Modeling and Prediction of Forest Growth Variables Based on Multilevel Nonlinear Mixed Models

In this article, we describe estimation and prediction methods for nonlinear modeling of forest growth variables that are subject to nested sources of variability. The multilevel nonlinear mixed- effects models that we consider are useful for a variety of forestry applications, but we concentrate on the problem of estimating, and making projections from, growth curves for tree height based on longitudinal data grouped by location. Wolfinger and Lin consider estimating equation approaches to fitting more general nonlinear mixed-effects models, and we adapt their zero-expansion estimating equations to the multilevel case. We develop methods of prediction based on these models that allow predictions of future height both for individual trees and for plot averages.
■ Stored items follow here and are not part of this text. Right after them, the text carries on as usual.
PR #666, opened 2021-08-26
ztp: reduce sno monitoring footprint

vitus133:
Adds day-0 extra manifests disabling Grafana and alert manager. Required for SNO CPU footprint.
/assign @imiller0 
/cc @serngawy
/hold until tested

### DIFF
--- a/ztp/source-crs/ReduceMonitoringFootprint.yaml
+++ b/ztp/source-crs/ReduceMonitoringFootprint.yaml
@@ -1,0 +1,11 @@
+apiVersion: v1
+kind: ConfigMap
+metadata:
+  name: cluster-monitoring-config
+  namespace: openshift-monitoring
+data:
+  config.yaml: |
+    grafana:
+      enabled: false
+    alertmanagerMain:
+      enabled: false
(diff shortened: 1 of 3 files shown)


vitus133:
> I think it would be preferable to make these changes as part of the source-crs and the common PolicyGenTemplate rather than adding them as day-1 install manifests.

Done

imiller0:
The changes look good (pending testing), but can you add this CR to the common or group under ztp/gitops-subscriptions/argocd/resource-hook-example/policygentemplates/. Until we get that moved up to a higher level in the hierarchy, it represents the "source of truth" reference implementation.

ztp/source-crs/ReduceMonitoringFootprint.yaml
```diff
@@ -0,0 +1,19 @@
+apiVersion: v1
+kind: ConfigMap
+metadata:
+  name: cluster-monitoring-config
+  namespace: openshift-monitoring
+data:
+  config.yaml: |
+    grafana:
+      enabled: false
+---
```
imiller0, line 10: PolicyGen requires there to be a single CR per source file do make updates. We should split this into two files to allow the user to override if/as desired.

vitus133:
/unhold
(tested)

vitus133:
> can you add this CR to the common or group under ztp/gitops-subscriptions/argocd/resource-hook-example/policygentemplates/. Until we get that moved up to a higher level in the hierarchy, it represents the "source of truth" reference implementation.

Done

imiller0 (approved):
/lgtm

yuvalk:
Not the same, but related, is the need to create a retention policy for Prometheus data, otherwise it'll keep accumulating, till out of disk space...

PR #669, opened 2021-08-29
ztp: add PTP options for Collumbiaville NICs

vitus133:
Columbiaville NICs require two changes in ptp4l parameters.
This commit adds relevant comments in two places:
1. In source-crs, for the case when CVL NICs are deployed everywhere
2. In group policy template, if CVL NICs are deployed on a group of
   nodes
/assign @imiller0 
/cc @serngawy


ztp/ztp-policy-generator/testPolicyGenTemplate/group-du-sno-ranGen.yaml
```diff
@@ -49,7 +49,7 @@ spec:
           machineconfiguration.openshift.io/role: master
     - fileName: MachineConfigDisableChronyd.yaml
       policyName: "mc-chronyd-policy"
-    - fileName: PtpConfigSlave.yaml
+    - fileName: PtpConfigSlave.yaml  # Change to PtpConfigSlaveCvl.yaml for ColumbiaVille NIC
```
lack, line 52: This change needs to happen in the "real" DU profile :)

lack (changes requested):

ztp/ztp-policy-generator/testPolicyGenTemplate/group-du-sno-ranGen.yaml
vitus133: You mean in this one below?
https://github.com/openshift-kni/cnf-features-deploy/blob/master/ztp/gitops-subscriptions/argocd/resource-hook-example/policygentemplates/group-du-sno-ranGen.yaml

lack: Exactly.

vitus133: Done

PR #673, opened 2021-08-31
ztp: tests update for policyGenerator after day2 changes

nishant-parekh:
- reorganized test files splitting constants, getters, assertions & helpers into their own files
- updated test templates per changes made to example templates
- modify policyGen test assertions as per changes made to template
- preserve individual files for generated CRs that can be applied directly to the cluster
- nbde siteconfig test fixes
- alternative implementation for os.Executable for tests

Signed-off-by: nishant-parekh <nparekh@redhat.com>


ztp/ztp-policy-generator/kustomize/plugin/policyGenerator/v1/policygenerator/policyGen/policyBuilder.go
```diff
@@ -41,8 +41,15 @@ func (pbuilder *PolicyBuilder) Build(policyGenTemp utils.PolicyGenTemplate) (map
 			path := policyGenTemp.Metadata.Name + "/" + policyGenTemp.Metadata.Name + "-" + sFile.PolicyName
 			if sFile.PolicyName == "" {
 				// Generate CR without append to policy
-				path := utils.CustomResource + "/" + path
-				policies[path] = resources
+				for _, resource := range resources {
```
serngawy, line 44: I don't think there is a need for loop. if it is multi yaml structure just use the first one. wt do u think ?

ztp/ztp-policy-generator/kustomize/plugin/policyGenerator/v1/policygenerator/policyGenerator.go
```diff
@@ -15,19 +15,33 @@ var sourcePath string
 var tempPath string
 var outPath string
 var stdout bool
+var isTestRun bool
```
serngawy, line 18: I believe we shouldn't let the test flag come from end user. The test mode should be independent

ztp/ztp-policy-generator/kustomize/plugin/policyGenerator/v1/policygenerator/utils/filesHandler.go
```diff
@@ -11,10 +11,15 @@ type FilesHandler struct {
 	sourceDir string
 	tempDir   string
 	outDir    string
+	isTestRun bool `default:"false"`
```
serngawy, line 14: same, fileHandler tests should be outside of fileHandler

serngawy (changes requested):
Better to consider policygen lib  as black box you don't give it a flag to tell I will make Test. You give input and check the expected output.

ztp/ztp-policy-generator/kustomize/plugin/policyGenerator/v1/policygenerator/policyGen/policyBuilder.go
nishant-parekh: The reason for this loop was to create a single file per resource instead of one file for all the resources within the template, this section deals with the directly applied CRs, and as discussed we wanted to keep them separate.

ztp/ztp-policy-generator/kustomize/plugin/policyGenerator/v1/policygenerator/policyGenerator.go
nishant-parekh: I agree I dont want to add this flag the only issues is the `os.Executable()` call in fileHandler.go that I need to change to a os.getwd() for the test runs. The rest of the changes are just a way to enable that if you have a different suggestion I would be happy to change this approach. 

I considered mocking the fileHandler.go completely for the tests but the policyGenerator doesnt reference a fileHandler as a class variable rather it is encapsulated inside policyBuilder.

serngawy: may consider failing safe, if reading from os.Excutable() fail then read from os.getWd()

nishant-parekh: ohh that sounds reasonable and will work with the actual run as well! I can make that change! thanks for the suggestion! :)

nishant-parekh: updated

ztp/ztp-policy-generator/kustomize/plugin/policyGenerator/v1/policygenerator/utils/filesHandler.go
nishant-parekh: I have removed this per our discussion

nishant-parekh:
> Better to consider policygen lib as black box you don't give it a flag to tell I will make Test. You give input and check the expected output.

I have changed the approach and added a failsafe within the `readResourceFile` method within `fileHandler.go`

ztp/ztp-policy-generator/kustomize/plugin/policyGenerator/v1/policygenerator/utils/filesHandler.go
```diff
@@ -16,7 +16,6 @@ type FilesHandler struct {
 func NewFilesHandler(sourceDir string, tempDir string, outDir string) *FilesHandler {
 	return &FilesHandler{sourceDir: sourceDir, tempDir: tempDir, outDir: outDir}
 }
-
 func (fHandler *FilesHandler) WriteFile(filePath string, content []byte) error {
```
serngawy, line 19: add line between methods

serngawy (commented):
small comments

ztp/ztp-policy-generator/kustomize/plugin/policyGenerator/v1/policygenerator/policyGen/policyBuilder.go
nishant-parekh: I think we need to separate this CRs into individual files as they will be applied independently on the cluster using `oc apply <fileName>.yaml` . Based on our discussion in the working session we want to keep this implementation so as to work through the deployment on a file by file basis? @imiller0 what do you think?

nishant-parekh: I have removed the loop from the logic replaced with a size check and processing it as an array of size 1

serngawy (approved):

PR #681, opened 2021-09-05
Bug 2000726: ztp: fix rv data name and path

vitus133:
Fixes an issue discovered in scalability tests, where the
post-sync resource hook was failing due to the resource version being
expired.
The reason - the resource version number post-sync was comparing to
was initialized from config map resource version instead of its data.
/assign @imiller0 
/cc @serngawy


imiller0 (approved):
/lgtm

PR #685, opened 2021-09-08
Add bmh role annotation

yrobla:


serngawy:
this PR is missing the Nodes.Role definition of in siteConfig CRD

PR #688, opened 2021-09-09
Nummasters

yrobla:


ztp/ran-crd/site-config-crd.yaml
```diff
@@ -84,6 +84,13 @@ spec:
                         enum:
                           - standard
                           - sno
+                      numMasters:
```
imiller0, line 87: Do we need to expose this as an input in the CRD, or can PolicyGen set the value automatically based on either clusterType or the length of the nodes array?

serngawy: AI lets u define number of masters 3, 5, ...etc I guess we should follow the same

serngawy (approved):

We illustrate these methods by fitting and making predictions from a Chapman-Richards type growth model for tree height data from a loblolly pine spacing study in Putnam County, Georgia. The mean and variance of prediction errors based on our methods are examined by means of cross-validation. We provide a more complete and unified presentation of linearization-based estimation and prediction based on multilevel nonlinear mixed-effects models than has previously appeared in the forestry literature, and we argue that these models lead to substantial advantages in growth and yield prediction over traditional forestry methods. FOR. SCI. 47(3):311-321.